5 N.Y. C.P.L.R. 1411 (McKinney 2010) (effective 1975) (“In any action to recover damages for personal injury, injury to property, or wrongful death, the culpable conduct attributable to the claimant or to the decedent, including contributory negligence or assumption of risk, shall not bar recovery, but the amount of damages otherwise recoverable shall be diminished in the proportion which the culpable conduct attributable to the claimant or decedent bears to the culpable conduct which caused the damages.”).

6 See Turcotte v. Fell, 68 N.Y.2d 432, 438-39 (1986); Arbegast v. Bd. of Educ., 65 N.Y.2d 161, 168 (1985).

7 Roe v. Keane Stud Farm, 261 A.D.2d 800 (N.Y. App. Div. 3d Dep’t 1999).

8 Sy v. Kopet, 18 A.D.3d 463 (N.Y. App. Div. 1st Dep’t 2005) (tenant locked out for non-payment of rent assumed risk of injuries from fall while attempting to enter his room from second floor window; doctrine not limited to leisure or sporting activities); Lamandia-Cochi v. Tulloch, 305 A.D.2d 1062 (N.Y. App. Div. 4th Dep’t 2003) (Mem. Op.) (minor child assumed risk when he fell from porch railing of defendant’s residence); Westerville v. Cornell Univ., 291 A.D.2d 447 (N.Y. App. Div. 2d Dep’t 2002) (mental health professional assumed risk of injury in training session on patient physical restraint techniques). But see Pelzer v Transel El. & Elec. Inc., 41 A.D.3d 379, (N.Y. App. Div. 1st Dep’t 2007) (declining to extend assumption of the risk to an elevator accident causing injury to a building employee).
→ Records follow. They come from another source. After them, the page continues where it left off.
PR #2418, opened 2020-10-02
Updates the Portuguese (BR) translations for v3.12.x

bernardosulzbach:
This PR is towards #2405.

I took care to properly align these strings, but this should probably be done by software. I think you will agree that it makes no sense to require all translators to manually align these strings rather than just splitting each line into two strings and adding as many spaces are required for proper alignment. That would also be less error-prone.
There are now warnings for the Portuguese translation (regarding the different number of leading spaces) because of this.

Some of the text in the program is manually line-split, I don't know how much sense this makes as different resolutions and font sizes could make something that looks OK to a developer look very strange to an end-user. Maybe there is a way to get line-wrapping done by software here.

### DIFF
--- a/src/translations/sqlb_pt_BR.ts
+++ b/src/translations/sqlb_pt_BR.ts
@@ -477,7 +477,7 @@ O processo de encriptação pode demorar alguns minutos e você deve ter um back
     <message>
         <location filename="../ColumnDisplayFormatDialog.cpp" line="28"/>
         <source>.NET DateTime.Ticks to date</source>
-        <translation></translation>
+        <translation>.NET DateTime.Ticks até a data</translation>
     </message>
     <message>
         <location filename="../ColumnDisplayFormatDialog.cpp" line="29"/>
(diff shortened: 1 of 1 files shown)


src/translations/sqlb_pt_BR.ts
```diff
@@ -6900,7 +6901,7 @@ Faça um backup!</translation>
     <message>
         <location filename="../RemoteDock.ui" line="76"/>
         <source>DBHub.io</source>
-        <translation type="unfinished"></translation>
+        <translation></translation>
```
lucydodo, line 6904: I think it's a proper noun that doesn't need translation, so I think you've left the translation blank.
I also did like this in the past, but there was an comments that it is safer to copy the original text for proper nouns
that do not require translation. Please refer to [here](https://github.com/sqlitebrowser/sqlitebrowser/pull/2329#issuecomment-658202890) for details.

lucydodo (changes requested):
Thanks for contributing!
There are items that need just one simple modifications. Please check them. :smile:

lucydodo:
> I think you will agree that it makes no sense to require all translators to manually align these strings rather than just splitting each line into two strings and adding as many spaces are required for proper alignment.

And I think it is a reasonable opinion.
I will try to figure out a way to make it more readable, even if the translation doesn't add a space in front or back of it. :thinking:

bernardosulzbach:
@lucydodo I've removed the empty translations.

lucydodo (approved):

lucydodo:
LGTM! Thanks for modification. Now it just squash and merge. :smile:

Issue #2417, opened 2020-09-30
Is there a way to disable the "save project" dialog?


franksands:
What is your question
-----------------------
I use DB browser 99% of the time as a viewer and almost never change any information in the db. So I would like to disable that dialog that always asks if I want create a project when closing the application

chrisjlocke:
> I really hate retyping SQL queries

Thats why I create applications - sledgehammer to crack an apricot... ;)

franksands:
> I really hate retyping SQL queries.
Me too, that's why 99% of the time, I use the "browse data" view, instead of typing an sql query. And when I do have to create a query, they're rarely the same.
So, is there an option to disable the be prompt to save the project?

justinclift:
Oh, the read-only approach might be easiest.

franksands:
> Not to be argumentative, but when you open Notepad or any other editor or spreadsheet and type stuff, how/why would you disable the prompt to save?

Actually, if Notepad had the same behavior, it would always ask if I want to create a "Notepad project" besides the file I was currently editing. Also, still in the text editors field, Sublime does not nag me about creating a Sublime project for each file I edit there. I have no problems DB browser asking me if I want to save the changes I might have made to the db file, but I do not have any need to create a "Sqlite project" or anything of the sort.

justinclift:
Ahhhh, that makes sense.  If you're not already using a project file, then it makes sense it shouldn't always ask about them.

That should be ~reasonably easy for us to adjust in some way. :smile:

franksands:
Thank you. Should I open a feature request? Since this was open as a question.

justinclift:
Nah, no need to.  The question and conversation here have the needed details. :smile:

lucydodo:
@franksands I modified the code by as I understood and create a [PR](https://github.com/sqlitebrowser/sqlitebrowser/pull/2420).
If there is no problem after code review, this will be reflected. Thanks for enhancement idea.

franksands:
Thanks, I'll close this issue

lucydodo:
@franksands Oh, there is no need to close the issue. We generally ask the initial suggester to confirm that the DB4S has been made to the what suggester want after a code change. 

However, it has already been closed and I will only ask for a simple confirm, so I will keep it closed.
(Also a bonus of not sending unnecessary re-open notification to others :wink: )

justinclift:
[...]

PR #2420, opened 2020-10-02
User can disable 'Save Project' dialog

lucydodo:
This patch changes to give a option to users that disable 'Save Project' dialog.
This PR is related to issue #2417.

Detailed Changes
--------------------
1. Add the following checkbox to the 'PreferencesDialog' : `Do NOT ask 'Save Project'`
    - and set default value for new checkbox to `false`
Screenshot from 2020-10-02 22-02-23
2. Add the code that check the new checkbox is enabled or disabled in `askSaveSqlTab()`

Test Environment
-----------------------
- Ubuntu Desktop 20.04.1

Thank you.


lucydodo:
@justinclift May I ask for a review since you participated in that issue? :thinking:

justinclift:
Sure. :smile:

I can't review the code in a meaningful way (lack of C++ skill these days).

Looking at the text string "`Do NOT ask 'Save Project'`", that should probably be updated to "`Do NOT ask to 'Save Project'`".

It would probably be useful to add some kind of tooltip or similar help text as well, to let people know what this is for.  Maybe something like "If this is turned on, then changes to the database file won't generate a save confirmation dialog when closing the database.  Instead, the changes will be lost, leaving the database unchanged."

Does that help? :smile:

lucydodo:
@justinclift Cool 😄 , I'm out there right now, so I'll fix it when I get home. And I am still analyzing about the our project code, so I'm worried that it will cause problems that I don't know. Could you recommend another reviewer? 🤔

chrisjlocke:
>  then changes to the database file won't generate a save confirmation dialog

Not /strictly/ true.  I thought this stopped the dialogs that pop up if you create a new 'execute Sql' tab, and not directly related to the database itself...

> that should probably be updated to ...

Do the other controls move to the right automatically, or does lucydodo have to move half a billion controls to align them all? 🤣

justinclift:
> Sorry if it's rude. It was never intended to be that way.

Er... if what's rude?

Um, I'm not seeing anything related to rudeness here, so I'm not sure what that comment is about. :man_shrugging:

Reviewer wise, I'd say @mgrojo probably. :grin:

lucydodo:
@justinclift It may be a silly concern, but I was worried that it might sound rude to ask an existing reviewer to recommend another reviewer. Each person has a different culture, so I'm careful about the small things. 🤔 🤔

lucydodo:
@chrisjlocke Oh, You're right. 😄 
It only works when user open the database file, not the project file, and modify and close the SQL tab.
Is there any other good expression? or would it better to move the checkbox to the 'SQL' tab rather than 'General' tab?

lucydodo:
For now, I change and add like the following:
- **Change** : `Do NOT ask 'Save Project'` -> `Do NOT ask to 'Save Project' in SQL Editor tabs`
- **New** : If this is turned on, then changes to the SQL editor won't generate a 
save a project confirmation dialog when closing the SQL editor tab. Instead, the changes will be lost.

Here's the screenshot but it's not look neat even to me. I think it needs to be modification.
Screen Shot 2020-10-03 at 2 01 14

chrisjlocke:
> Do NOT ask to 'Save Project' in SQL Editor tabs

"Do NOT prompt to save SQL tabs in new project file."
Maybe... 😉 

Did you squish down the 'Manage' button while you were there?  On my system, its huuuuuuuuuuuuuuuuuuuge.... (and looks weird!)

image

mgrojo:
Why not "Prompt to save SQL tabs in new project file" with default value
True?I'm always suspicious about double negations and in this case the
affirmative phrase even makes this long label a bit shorter.

I'll try to review the code later this weekend.

justinclift:
> Why not "Prompt to save SQL tabs in new project file" with default value True?

That's a good idea. :smile:

chrisjlocke:
Good idea, @mgrojo

lucydodo:
@mgrojo Thanks for great idea :smile: I just modified the code according to your review.

mgrojo (changes requested):
With all the changes to the PreferencesDialog.ui it's difficult to know if some problem has slipped in. I suppose they are the consequence of the trials during the pull-request review. Could they be undone, so only the relevant changes are there? That will also make the history cleaner if we squashed the branch before commiting.

lucydodo:
Are you saying squash all the commits of this PR?

mgrojo:
> Are you saying squash all the commits of this PR?

Don't worry about that. That can be done at the end before merging and can be done through the GitHub web controls. What I'm asking is to undo all the unnecessary changes in the PreferencesDialog.ui file. This could be done restoring the original version and inserting the new check-button. I suppose the remaining changes are unneeded and unrelated to this pull-request. Am I wrong about it?

lucydodo:
oh, sorry I misunderstood. I have already reverted unnecessary changes to `PreferencesDialog.ui`
Maybe it looks messy with new checkbox being added between existing items.

Or shall I re-deisgn in Qt Creator and compare?

lucydodo:
@mgrojo I'm really sorry. I was wrong. I tried again in Qt Creator and the changes are drastically reduced.
I guess I made a mistake while editing the layout. I just re-committed.

mgrojo (approved):

mgrojo:
No problem at all! It's now squashed and merged into the master branch.

lucydodo:
Thanks to the members who gave me valuable comments and reviews. 😄

PR #2428, opened 2020-10-09
Update sqlb_de.ts

c-boeckler:
Some cosmetics to the command line argument descriptions (make the verb stand at the end), added some missing dashes and shortcut translations.

### DIFF
--- a/src/translations/sqlb_de.ts
+++ b/src/translations/sqlb_de.ts
@@ -162,7 +162,7 @@
     <message>
         <location filename="../AddRecordDialog.cpp" line="360"/>
         <source>Are you sure you want to restore all the entered values to their defaults?</source>
-        <translation>Sind Sie sicher, dass Sie alle eingegebenen Werte auf deren Standardwerte zurücksetzen möchten?</translation>
+        <translation>Sind Sie sicher, dass Sie alle eingegebenen Werte auf ihre Standardwerte zurücksetzen möchten?</translation>
     </message>
 </context>
 <context>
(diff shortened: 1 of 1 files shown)


lucydodo:
LGTM! Thanks for contribution :smile:

FriedrichFroebel:
@c-boeckler Did you verify that the changed shortcuts still work? There have been some discussions regarding them in the past, as some of them did not seem to work any more after the translation.

c-boeckler:
I tried to verify that the shortcuts still work, but unfortunately the “nighly” builds for Windows are much older than 24 hours and do not yet contain this patch.
Anyway, I consider it a bug on its own if the translation of a shortcut in the UI prevents it from working.

justinclift:
@c-boeckler Arrrgh, looks like something went wrong with the Windows builds.  Looking into it now...

justinclift:
Looks like it was just a simple firewall problem, now fixed.  The IP address here (where the build machine is located) isn't static, and sometimes leads to the firewall on the nightlies server not allowing uploads.  Fortunately, it doesn't happen very often. :wink:

justinclift:
Rebuilding the Win64 binaries now, just in case.  They should be online in about 1/2 hour.  Win32 and macOS ones will come after that. :smile:

justinclift:
@c-boeckler The nightly builds are all updated and online now.

c-boeckler:
I veritifed that the three translated shortcuts still work. 
Although in the tab "Execute SQL" Ctrl-D inserts a new line instead of toggling the visibility of “Plot”. But this happenes in prior versions as well, so no regressions here.

PR #2270, opened 2020-06-05
Application icon cleanup

scottfurry:
Ensure images used for application icon are a "best quality" image
with consistent square size. A sharp, square image is vital for downstream
usage/installation.

File `images/logo.svg` was taken as canonical source. File was edited in
inkscape. It's document properties were cleaned up(incl. image metadata).
Document viewport was made to be a large size and square(256px^2).
Image itself was resized to ensure an 8px margin.

File `images/logo.png` was created from svg (inkscape `export to png`
command). Image was generated with high compression as well as ensuring
an alpha layer and square sizing.

File `src/icons/sqlitebrowser.png` was copied from `images/logo.png`.

PR #2431, opened 2020-10-10
Install SVG logo as hicolor scalable icon

pinotree:
Install the SVG logo as scalable icon in the global hicolor icon theme: this way, application launchers/browsers that show icons bigger than 256 pixels can show a good-looking icon from the SVG logo instead of upscaling the 256px PNG icon.

### DIFF
--- a/CMakeLists.txt
+++ b/CMakeLists.txt
@@ -507,6 +507,10 @@ if(UNIX)
 	install(FILES src/icons/${PROJECT_NAME}.png
 		DESTINATION share/icons/hicolor/256x256/apps/)
 
+	install(FILES images/logo.svg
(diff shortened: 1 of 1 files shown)


justinclift:
Thanks @pinotree, this seems like a good idea. :smile:

mgrojo:
Thanks for the contribution, @pinotree!

scottfurry:
When we did PR for #2270, we only handled the icon files. The assumption there was that application icon was to be taken from the `images` folder for both png and svg. I can see now that we overlooked the `CMakeLists.txt` file. The `CMakeLists.txt` entry for the png image is not being sourced from the `images` folder.

Recommend correcting pull to match past assumptions.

9 See Morgan v. State, 90 N.Y.2d 471 (1997) (participant in sport or recreational activity “consents to those commonly appreciated risks which are inherent in and arise out of the nature of the sport generally and flow from such participation”); Benitez v. N.Y. City Bd. of Educ., 73 N.Y.2d 650 (1989) (high school football player assumed the risk of injury in voluntary competitive athletics); Watson v. State, 52 N.Y.2d 1022 (1981), aff’d for the reasons stated in 77 A.D.2d 871 (1981) (juvenile assumed risk of injury when swung arm at teacher causing clipboard to fly loose).

10 Trupia v. Lake George Cent. Sch. Dist., 14 N.Y.3d 392, 395 (2010).

11 Id.

12 Id. at 396.

13 Id. at 397 (Smith, J., concurring).

14 Id. at 397-98 (Smith, J., concurring).